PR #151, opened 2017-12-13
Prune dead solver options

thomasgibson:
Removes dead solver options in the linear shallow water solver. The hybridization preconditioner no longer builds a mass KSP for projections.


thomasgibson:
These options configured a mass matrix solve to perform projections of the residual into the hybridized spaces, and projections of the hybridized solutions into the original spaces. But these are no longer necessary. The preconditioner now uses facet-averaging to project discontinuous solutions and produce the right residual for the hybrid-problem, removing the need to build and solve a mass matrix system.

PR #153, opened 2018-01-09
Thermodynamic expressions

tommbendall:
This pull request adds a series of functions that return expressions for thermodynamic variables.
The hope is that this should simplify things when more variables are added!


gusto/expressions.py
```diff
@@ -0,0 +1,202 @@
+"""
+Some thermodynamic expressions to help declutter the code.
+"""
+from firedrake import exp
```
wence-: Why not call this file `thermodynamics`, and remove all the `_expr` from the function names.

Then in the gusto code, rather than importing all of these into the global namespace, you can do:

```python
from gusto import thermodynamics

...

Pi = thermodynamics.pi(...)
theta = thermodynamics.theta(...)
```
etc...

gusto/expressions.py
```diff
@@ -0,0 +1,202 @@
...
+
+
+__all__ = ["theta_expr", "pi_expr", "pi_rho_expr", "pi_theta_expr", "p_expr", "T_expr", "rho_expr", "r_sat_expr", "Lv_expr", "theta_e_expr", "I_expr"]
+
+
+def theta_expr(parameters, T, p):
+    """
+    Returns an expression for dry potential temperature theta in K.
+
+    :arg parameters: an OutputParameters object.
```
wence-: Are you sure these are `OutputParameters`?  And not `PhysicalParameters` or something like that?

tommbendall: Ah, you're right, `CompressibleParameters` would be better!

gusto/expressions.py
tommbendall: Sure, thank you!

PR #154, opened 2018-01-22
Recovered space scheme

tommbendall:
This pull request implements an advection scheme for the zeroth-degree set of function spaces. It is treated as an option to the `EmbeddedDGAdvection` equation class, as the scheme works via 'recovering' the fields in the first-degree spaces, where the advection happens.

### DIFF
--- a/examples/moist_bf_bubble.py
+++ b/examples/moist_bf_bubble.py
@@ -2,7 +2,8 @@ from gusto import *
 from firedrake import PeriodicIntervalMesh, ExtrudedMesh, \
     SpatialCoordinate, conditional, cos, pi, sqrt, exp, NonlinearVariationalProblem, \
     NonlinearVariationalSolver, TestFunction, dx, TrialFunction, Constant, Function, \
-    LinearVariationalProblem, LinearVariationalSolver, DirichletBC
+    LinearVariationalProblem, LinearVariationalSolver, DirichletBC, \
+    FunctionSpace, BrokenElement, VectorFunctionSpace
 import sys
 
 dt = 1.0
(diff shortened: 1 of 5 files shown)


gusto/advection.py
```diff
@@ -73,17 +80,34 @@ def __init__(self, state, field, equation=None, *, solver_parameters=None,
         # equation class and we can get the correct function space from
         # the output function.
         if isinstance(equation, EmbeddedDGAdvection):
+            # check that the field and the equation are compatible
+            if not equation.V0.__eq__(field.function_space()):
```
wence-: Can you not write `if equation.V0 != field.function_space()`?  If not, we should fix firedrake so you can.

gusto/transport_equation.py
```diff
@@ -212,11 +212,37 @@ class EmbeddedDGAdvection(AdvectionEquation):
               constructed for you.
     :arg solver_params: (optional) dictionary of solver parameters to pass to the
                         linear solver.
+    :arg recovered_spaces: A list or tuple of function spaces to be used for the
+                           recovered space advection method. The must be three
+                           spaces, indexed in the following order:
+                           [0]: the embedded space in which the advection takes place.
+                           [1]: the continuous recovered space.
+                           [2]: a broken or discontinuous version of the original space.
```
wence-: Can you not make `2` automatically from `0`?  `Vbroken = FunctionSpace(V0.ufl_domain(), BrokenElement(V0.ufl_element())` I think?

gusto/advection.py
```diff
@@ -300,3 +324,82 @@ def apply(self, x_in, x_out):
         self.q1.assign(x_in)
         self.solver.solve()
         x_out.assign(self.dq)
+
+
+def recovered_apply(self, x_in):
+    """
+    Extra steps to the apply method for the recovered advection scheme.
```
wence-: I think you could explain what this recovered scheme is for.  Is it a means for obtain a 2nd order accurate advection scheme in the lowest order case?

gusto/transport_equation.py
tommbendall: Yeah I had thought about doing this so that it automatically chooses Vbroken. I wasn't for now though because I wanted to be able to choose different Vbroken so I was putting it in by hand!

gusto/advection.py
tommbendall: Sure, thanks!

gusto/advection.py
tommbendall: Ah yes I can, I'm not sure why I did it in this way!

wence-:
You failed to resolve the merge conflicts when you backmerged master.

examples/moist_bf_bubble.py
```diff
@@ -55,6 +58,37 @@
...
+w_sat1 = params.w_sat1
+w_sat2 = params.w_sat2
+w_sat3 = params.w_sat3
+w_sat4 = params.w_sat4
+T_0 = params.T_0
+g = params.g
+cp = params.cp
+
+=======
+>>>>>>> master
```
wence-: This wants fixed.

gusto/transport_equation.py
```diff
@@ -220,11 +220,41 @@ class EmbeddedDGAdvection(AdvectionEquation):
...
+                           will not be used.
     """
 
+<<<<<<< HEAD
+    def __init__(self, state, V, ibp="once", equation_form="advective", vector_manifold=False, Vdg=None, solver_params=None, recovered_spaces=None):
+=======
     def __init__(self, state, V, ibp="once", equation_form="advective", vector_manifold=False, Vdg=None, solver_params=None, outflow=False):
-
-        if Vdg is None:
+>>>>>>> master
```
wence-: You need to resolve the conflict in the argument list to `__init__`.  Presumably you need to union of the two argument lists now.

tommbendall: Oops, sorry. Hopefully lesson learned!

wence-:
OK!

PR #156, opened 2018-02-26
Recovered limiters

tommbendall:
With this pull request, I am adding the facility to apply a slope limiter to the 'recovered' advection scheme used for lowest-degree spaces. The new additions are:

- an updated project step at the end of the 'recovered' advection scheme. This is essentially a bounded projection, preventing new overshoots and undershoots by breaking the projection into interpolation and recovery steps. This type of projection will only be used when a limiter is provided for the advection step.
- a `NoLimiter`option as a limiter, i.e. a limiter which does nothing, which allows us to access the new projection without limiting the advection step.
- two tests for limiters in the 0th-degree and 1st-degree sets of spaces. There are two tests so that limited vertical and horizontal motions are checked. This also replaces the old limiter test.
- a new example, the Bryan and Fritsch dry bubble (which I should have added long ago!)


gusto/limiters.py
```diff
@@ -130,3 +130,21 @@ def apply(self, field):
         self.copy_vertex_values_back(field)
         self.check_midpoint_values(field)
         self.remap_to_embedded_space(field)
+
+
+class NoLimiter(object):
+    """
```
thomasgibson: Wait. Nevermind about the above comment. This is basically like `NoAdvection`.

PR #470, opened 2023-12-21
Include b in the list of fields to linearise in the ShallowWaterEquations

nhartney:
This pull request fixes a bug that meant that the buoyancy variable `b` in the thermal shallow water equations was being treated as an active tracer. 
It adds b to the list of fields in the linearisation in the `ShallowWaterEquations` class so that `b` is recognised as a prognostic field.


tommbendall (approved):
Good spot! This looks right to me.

§ **Aim of the exercise**
The material above is to be transcribed in full, exactly as it stands.

§ **Task response**
PR #151, opened 2017-12-13
Prune dead solver options

thomasgibson:
Removes dead solver options in the linear shallow water solver. The hybridization preconditioner no longer builds a mass KSP for projections.


thomasgibson:
These options configured a mass matrix solve to perform projections of the residual into the hybridized spaces, and projections of the hybridized solutions into the original spaces. But these are no longer necessary. The preconditioner now uses facet-averaging to project discontinuous solutions and produce the right residual for the hybrid-problem, removing the need to build and solve a mass matrix system.

PR #153, opened 2018-01-09
Thermodynamic expressions

tommbendall:
This pull request adds a series of functions that return expressions for thermodynamic variables.
The hope is that this should simplify things when more variables are added!


gusto/expressions.py
```diff
@@ -0,0 +1,202 @@
+"""
+Some thermodynamic expressions to help declutter the code.
+"""
+from firedrake import exp
```
wence-: Why not call this file `thermodynamics`, and remove all the `_expr` from the function names.

Then in the gusto code, rather than importing all of these into the global namespace, you can do:

```python
from gusto import thermodynamics

...

Pi = thermodynamics.pi(...)
theta = thermodynamics.theta(...)
```
etc...

gusto/expressions.py
```diff
@@ -0,0 +1,202 @@
...
+
+
+__all__ = ["theta_expr", "pi_expr", "pi_rho_expr", "pi_theta_expr", "p_expr", "T_expr", "rho_expr", "r_sat_expr", "Lv_expr", "theta_e_expr", "I_expr"]
+
+
+def theta_expr(parameters, T, p):
+    """
+    Returns an expression for dry potential temperature theta in K.
+
+    :arg parameters: an OutputParameters object.
```
wence-: Are you sure these are `OutputParameters`?  And not `PhysicalParameters` or something like that?

tommbendall: Ah, you're right, `CompressibleParameters` would be better!

gusto/expressions.py
tommbendall: Sure, thank you!

PR #154, opened 2018-01-22
Recovered space scheme

tommbendall:
This pull request implements an advection scheme for the zeroth-degree set of function spaces. It is treated as an option to the `EmbeddedDGAdvection` equation class, as the scheme works via 'recovering' the fields in the first-degree spaces, where the advection happens.

### DIFF
--- a/examples/moist_bf_bubble.py
+++ b/examples/moist_bf_bubble.py
@@ -2,7 +2,8 @@ from gusto import *
 from firedrake import PeriodicIntervalMesh, ExtrudedMesh, \
     SpatialCoordinate, conditional, cos, pi, sqrt, exp, NonlinearVariationalProblem, \
     NonlinearVariationalSolver, TestFunction, dx, TrialFunction, Constant, Function, \
-    LinearVariationalProblem, LinearVariationalSolver, DirichletBC
+    LinearVariationalProblem, LinearVariationalSolver, DirichletBC, \
+    FunctionSpace, BrokenElement, VectorFunctionSpace
 import sys
 
 dt = 1.0
(diff shortened: 1 of 5 files shown)


gusto/advection.py
```diff
@@ -73,17 +80,34 @@ def __init__(self, state, field, equation=None, *, solver_parameters=None,
         # equation class and we can get the correct function space from
         # the output function.
         if isinstance(equation, EmbeddedDGAdvection):
+            # check that the field and the equation are compatible
+            if not equation.V0.__eq__(field.function_space()):
```
wence-: Can you not write `if equation.V0 != field.function_space()`?  If not, we should fix firedrake so you can.

gusto/transport_equation.py
```diff
@@ -212,11 +212,37 @@ class EmbeddedDGAdvection(AdvectionEquation):
               constructed for you.
     :arg solver_params: (optional) dictionary of solver parameters to pass to the
                         linear solver.
+    :arg recovered_spaces: A list or tuple of function spaces to be used for the
+                           recovered space advection method. The must be three
+                           spaces, indexed in the following order:
+                           [0]: the embedded space in which the advection takes place.
+                           [1]: the continuous recovered space.
+                           [2]: a broken or discontinuous version of the original space.
```
wence-: Can you not make `2` automatically from `0`?  `Vbroken = FunctionSpace(V0.ufl_domain(), BrokenElement(V0.ufl_element())` I think?

gusto/advection.py
```diff
@@ -300,3 +324,82 @@ def apply(self, x_in, x_out):
         self.q1.assign(x_in)
         self.solver.solve()
         x_out.assign(self.dq)
+
+
+def recovered_apply(self, x_in):
+    """
+    Extra steps to the apply method for the recovered advection scheme.
```
wence-: I think you could explain what this recovered scheme is for.  Is it a means for obtain a 2nd order accurate advection scheme in the lowest order case?

gusto/transport_equation.py
tommbendall: Yeah I had thought about doing this so that it automatically chooses Vbroken. I wasn't for now though because I wanted to be able to choose different Vbroken so I was putting it in by hand!

gusto/advection.py
tommbendall: Sure, thanks!

gusto/advection.py
tommbendall: Ah yes I can, I'm not sure why I did it in this way!

wence-:
You failed to resolve the merge conflicts when you backmerged master.

examples/moist_bf_bubble.py
```diff
@@ -55,6 +58,37 @@
...
+w_sat1 = params.w_sat1
+w_sat2 = params.w_sat2
+w_sat3 = params.w_sat3
+w_sat4 = params.w_sat4
+T_0 = params.T_0
+g = params.g
+cp = params.cp
+
+=======
+>>>>>>> master
```
wence-: This wants fixed.

gusto/transport_equation.py
```diff
@@ -220,11 +220,41 @@ class EmbeddedDGAdvection(AdvectionEquation):
...
+                           will not be used.
     """
 
+<<<<<<< HEAD
+    def __init__(self, state, V, ibp="once", equation_form="advective", vector_manifold=False, Vdg=None, solver_params=None, recovered_spaces=None):
+=======
     def __init__(self, state, V, ibp="once", equation_form="advective", vector_manifold=False, Vdg=None, solver_params=None, outflow=False):
-
-        if Vdg is None:
+>>>>>>> master
```
wence-: You need to resolve the conflict in the argument list to `__init__`.  Presumably you need to union of the two argument lists now.

tommbendall: Oops, sorry. Hopefully lesson learned!

wence-:
OK!

PR #156, opened 2018-02-26
Recovered limiters

tommbendall:
With this pull request, I am adding the facility to apply a slope limiter to the 'recovered' advection scheme used for lowest-degree spaces. The new additions are:

- an updated project step at the end of the 'recovered' advection scheme. This is essentially a bounded projection, preventing new overshoots and undershoots by breaking the projection into interpolation and recovery steps. This type of projection will only be used when a limiter is provided for the advection step.
- a `NoLimiter`option as a limiter, i.e. a limiter which does nothing, which allows us to access the new projection without limiting the advection step.
- two tests for limiters in the 0th-degree and 1st-degree sets of spaces. There are two tests so that limited vertical and horizontal motions are checked. This also replaces the old limiter test.
- a new example, the Bryan and Fritsch dry bubble (which I should have added long ago!)


gusto/limiters.py
```diff
@@ -130,3 +130,21 @@ def apply(self, field):
         self.copy_vertex_values_back(field)
         self.check_midpoint_values(field)
         self.remap_to_embedded_space(field)
+
+
+class NoLimiter(object):
+    """
```
thomasgibson: Wait. Nevermind about the above comment. This is basically like `NoAdvection`.

PR #470, opened 2023-12-21
Include b in the list of fields to linearise in the ShallowWaterEquations

nhartney:
This pull request fixes a bug that meant that the buoyancy variable `b` in the thermal shallow water equations was being treated as an active tracer. 
It adds b to the list of fields in the linearisation in the `ShallowWaterEquations` class so that `b` is recognised as a prognostic field.


tommbendall (approved):
Good spot! This looks right to me.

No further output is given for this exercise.